Set the sauce aside while you prepare the burger patties.
Step 3: Mix and Shape Burger Patties
- 1 lb ground chicken
- 1/2 cup panko bread crumbs
- 1/2 cup shredded Parmesan cheese
- 1 large egg
- 1 tbsp yellow mustard
- 1 tbsp honey
- 1 tsp garlic powder
- 1 tsp onion powder
- 1/2 tsp salt
- 1/4 tsp white pepper
- 1 tsp dried thyme
In a large bowl, combine the ground chicken, panko bread crumbs, Parmesan cheese, egg, yellow mustard, honey, garlic powder, onion powder, salt, white pepper, and dried thyme.
Mix gently with your hands until just combined—overworking the mixture makes the burgers tough and dense.
I prefer to use freshly ground chicken whenever possible, as it creates noticeably juicier patties.
Divide the mixture into 4 equal portions and shape each into a patty about 3/4-inch thick, slightly wider than your buns since they’ll shrink during cooking.
Make a small indent with your thumb in the center of each patty to prevent them from puffing up.

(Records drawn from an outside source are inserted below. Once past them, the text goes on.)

PR #324, opened 2021-12-10
Fix `heroku_addon` update

mars:
In response to a Heroku-internal issue with `heroku_addon` update,

* add test for updating an add-on's plan & config
* fix to update add-on's config during update.


mars:
Closing this, because add-on config cannot be updated by the user (only the add-on provider):

[Add-on Config Update](https://devcenter.heroku.com/articles/platform-api-reference#add-on-config-update)
> Update an add-on’s config. Can only be accessed by the add-on partner providing this add-on.

PR #325, opened 2021-12-15
heroku_addon "config_var_values"

mars:
Currently, `heroku_addon` config vars are not readable from their parent `heroku_app`, until the next Terraform refresh.

You've probably encountered this problem, if you've ever tried to set a Terraform `output` to the value of an add-on config var, or tried to use an add-on's config vars to operate on an add-on immediately after it's created.

This PR remedies this problem by presenting each add-on's config var values directly on the add-on resource itself as a new, sensitive `config_var_values` map attribute.

Using this new attribute, the add-on's config vars become available in the same `terraform apply` as the add-on is created.

### DIFF
--- a/heroku/resource_heroku_addon.go
+++ b/heroku/resource_heroku_addon.go
@@ -188,10 +188,21 @@ func resourceHerokuAddonRead(d *schema.ResourceData, meta interface{}) error {
 		return err
 	}
 
-	configVarValues, err := retrieveSpecificConfigVars(client, addon.App.Name, addon.ConfigVars)
+	var configVarValues map[string]string
+	err = resource.Retry(d.Timeout(schema.TimeoutCreate), func() *resource.RetryError {
+		configVarValues, err = retrieveSpecificConfigVars(client, addon.App.Name, addon.ConfigVars)
+		if err != nil {
+			return resource.NonRetryableError(err)
+		}
+		if len(configVarValues) != len(addon.ConfigVars) {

Step 4: Cook the Patties Until Golden
- 1 tbsp olive or canola oil
- burger patties from Step 3
Heat a large skillet over medium-high heat and add the oil.

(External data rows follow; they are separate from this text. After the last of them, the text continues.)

PR #330, opened 2022-01-28
Accelerate Acceptance Tests

mars:
Run all space-related tests together, **using a single space**, factoring-out unnecessary space usage.

What ties it all together is the extended sequence of test steps in `TestAccHerokuSpace`:
https://github.com/heroku/terraform-provider-heroku/compare/test-with-single-space?expand=1#diff-01891d01718a55b6a25566de5ec1e21120ab5e40927361fe30bff8ddcf13c5c3R35-R42

These call to the pre-existing space-dependent tests steps that used to be entire tests that each created & destroyed its own space.

Along the way, I optimized numerous other tests:
* removed unnecessary space requirement from several Heroku App tests
* removed the Shield Space test, because really that just tests setting the `shield` attribute on the space.


mars:
Acceptance test suite run time reduced to 35-minutes!

davidji99 (approved):

PR #331, opened 2022-01-31
Fix hashicorp image link in docs

SriMethan:


SriMethan:
@heroku @davidji99 @mars

davidji99 (approved):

Once shimmering, carefully place all 4 patties in the pan—don’t move them for the first 4-5 minutes so they develop a golden-brown crust and lock in moisture.
Flip and cook the other side for another 4-5 minutes, checking that they reach an internal temperature of 165°F (75°C) with an instant-read thermometer.
I like to let the burgers rest undisturbed in the pan so they develop that beautiful crust without becoming dry.
Step 5: Melt Cheese and Finish Cooking
- 4 slices Swiss cheese
- cooked patties from Step 4
Once the patties reach 165°F (75°C), place one slice of Swiss cheese on top of each cooked patty.
Add 2 tablespoons of water to the pan and immediately cover it with a lid or aluminum foil.
Let this steam for 1-2 minutes until the cheese is completely melted.
The steam helps the cheese melt evenly while keeping the patties moist.
Step 6: Assemble and Serve
- toasted buns from Step 1
- honey mustard sauce from Step 2
- prepared toppings from Step 1
- cheese-topped patties from Step 5
Spread a portion of the honey mustard sauce from Step 2 on the bottom of each toasted bun.
Layer with a few pickle slices, then top with a cheese-melted patty, a leaf of romaine lettuce, and some red onion rings.
Spread the remaining honey mustard sauce on the top bun and place it over the burger.
Serve immediately while the patties are still warm and the buns are crispy.